“La mula”, de Clint Eastwood: La reparación del alma

A continuación, el análisis inserto en la tradición estética y filosófica (amplia y transversal), que ofrece el redactor argentino del Diario «Cine y Literatura», acerca del último y reciente filme del mítico realizador estadounidense, estrenado en las salas comerciales de los países de habla castellana, hace apenas unos meses.

Por Horacio Ramírez

Publicado el 27.4.2019

A quién, al limpiar una repisa o al trasladar una bandeja, no se le cayó y rompió accidentalmente un vaso, jarrón o florero… ¡Tragedia! Tanto por si era algo que se pagó caro como si era un recuerdo o cualquier otra particularidad que lo hubiera hecho importante entre nuestras cosas. ¿En dónde reside la tragedia del momento? En nuestro apego a la materialidad del objeto… pero, podemos pensar que, aun roto, sigue siendo materia, entonces hay un apego a algo más que a la simple materia.

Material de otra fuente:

PR #785, opened 2019-03-18
 fix: rehabilitate constant generator script 

mboersma:
**Reason for Change**:

The script that generates `pkg/helpers/azureconst.go` would not compile or run, so this fixes it and updates it to Python code standards.

It also adds the new `southafricanorth` and `southafricawest` regions that were picked up the by generator script, and adjusts tests to match that and the added VM types.

**Issue Fixed**:

**Requirements**:

- [ ] includes documentation
- [ ] adds unit tests

**Notes**:


tariq1890:
What are we trying to do here?

tariq1890:
This takes away critical support for the Azure ML/AI team. We need the `Standard PB6` SKUs to be present.

I have run the existing python script and it has worked.

mboersma:
> I have run the existing python script and it has worked.

I don't see how...

```
$ make generate-azure-constants
python pkg/helpers/Get-AzureConstants.py
Traceback (most recent call last):
  File "pkg/helpers/Get-AzureConstants.py", line 160, in <module>
    main()
  File "pkg/helpers/Get-AzureConstants.py", line 149, in main
    dcosMasterMap = getDcosMasterMap(allSizes)
NameError: global name 'allSizes' is not defined
make: *** [generate-azure-constants] Error 1
```

It appears we didn't quite finish refactoring it last fall. I fixed this, and then could not restrain myself from making the script actually look like Python.

> We need the Standard PB6 SKUs to be present.

I thought this might be a problem, so thanks for reviewing! Those aren't listed when run in my sub, but I'll restore them to the code and tests.

mboersma:
I restored the Standard_PBxx types and verified that `make generate-azure-constants` regenerates azureconst.go reliably with no diffs.

jackfrancis:
/lgtm

thanks for taking this on independently @mboersma!

PR #796, opened 2019-03-19
fix: Bug fixes for the HostedMasterProfile Scenario 

tariq1890:
i) Fixed a bug where unnecessary arm variables were being declared for HostedMasterProfiles
ii) Fixed a bug in virtualNetwork Subnet Address prefixes for HostedMasterProfiles
iii) Fixed a minor commandScript discrepancy in agent CSE VM Extensions


pkg/engine/vmextensions.go
```diff
@@ -132,7 +132,7 @@ func createAgentVMASCustomScriptExtension(cs *api.ContainerService, profile *api
...
+		commandExec := fmt.Sprintf("[concat('retrycmd_if_failure() { r=$1; w=$2; t=$3; shift && shift && shift; for i in $(seq 1 $r); do timeout $t ${@}; [ $? -eq 0  ] && break || if [ $i -eq $r ]; then return 1; else sleep $w; fi; done }; %s for i in $(seq 1 1200); do if [ -f /opt/azure/containers/provision.sh ]; then break; fi; if [ $i -eq 1200 ]; then exit 100; else sleep 1; fi; done; ', variables('provisionScriptParametersCommon'),' GPU_NODE=%s SGX_NODE=%s /usr/bin/nohup /bin/bash -c \"/bin/bash /opt/azure/containers/provision.sh >> /var/log/azure/cluster-provision.log 2>&1%s\"')]", outBoundCmd, nVidiaEnabled, sgxEnabled, runInBackground)
```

¿A qué nos apegamos al lamentar la rotura de la cosa? Básicamente a que, muy en el fondo, en la matriz de nuestro pensar y sentir, creemos que “la cosa” es eterna, que va a durar para siempre. Sabemos que esto no es así, que nadie en su sano juicio diría lo contrario, del mismo modo que nadie se pensaría a sí mismo como eterno… y sin embargo, la idea de lo perecedero no está muy presente en nuestros paisajes mentales diarios, y terminamos viviendo como si efectivamente lo fuéramos.

En cierto sentido, no está del todo mal: podemos dedicar nuestros esfuerzos a la vida y no a la muerte (“que no es de nuestra incumbencia”, diría Epicuro), pero esta actitud trae consigo otra cuestión no menos importante, y es que los jarrones y floreros alguna vez se caen y se rompen y a las personas alguna vez les acontecen accidentes, enfermedades y muertes. Si uno estaba mentalmente condicionado para la perpetuidad de su existencia, el impacto de la enfermedad, el ser atropellado en una calle o la muerte de un ser querido nos impactará de un modo muchas veces irreparable.

Cuenta la historia que, a finales del siglo XV, el Shogun en turno, Ashikaga Yoshimasa envió a China a reparar su chawan, (un tazón especial para la ceremonia del té), el que se había caído y roto. Meses después el tazón regresa a manos del Shogun quien se llevó una gran decepción al verlo reparado con unas muy groseras grapas que le quitaban toda la belleza que le podía haber quedado tras la rotura. De inmediato buscó otro artesano para el arreglo, pero esta vez en el Japón.

El trabajo resultante, asociado al Chi Do o Ceremonia del Té, culminó en el sencillo arte del Kintsukuroi, términos que, traducido, significa algo así como “reparación de oro”. La técnica era sencilla: consistía en tomar los trozos del objeto roto e ir pegándolos con una resina natural (y tóxica al tacto) llamada urushi, extraída de la corteza de un árbol que crece en las costas salobres del Japón, China y Corea. Y luego, o se pinta la resina aplicada con pasta de oro, plata o platino o se mezcla el metal hecho polvo con la resina misma. Luego se alisan las irregularidades y el objeto queda en un estado de ambigüedad: sigue roto -se lo ve roto, se lo sabe roto- pero vuelve a la repisa de donde se cayó como cuando estaba sano.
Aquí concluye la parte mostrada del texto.